Collected data entries:
- - - - -
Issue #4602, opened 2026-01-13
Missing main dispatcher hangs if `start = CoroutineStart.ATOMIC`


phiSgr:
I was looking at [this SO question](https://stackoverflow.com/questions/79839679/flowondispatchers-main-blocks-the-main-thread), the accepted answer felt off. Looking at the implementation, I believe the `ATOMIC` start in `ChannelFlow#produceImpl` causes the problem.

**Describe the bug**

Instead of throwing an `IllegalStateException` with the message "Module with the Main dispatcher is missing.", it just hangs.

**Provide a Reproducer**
- - - - -
◆ Exercise prompt ◆
If a line in the data above includes the string "hangs", copy it.

◆ Response to the exercise ◆
Missing main dispatcher hangs if `start = CoroutineStart.ATOMIC`
Instead of throwing an `IllegalStateException` with the message "Module with the Main dispatcher is missing.", it just hangs.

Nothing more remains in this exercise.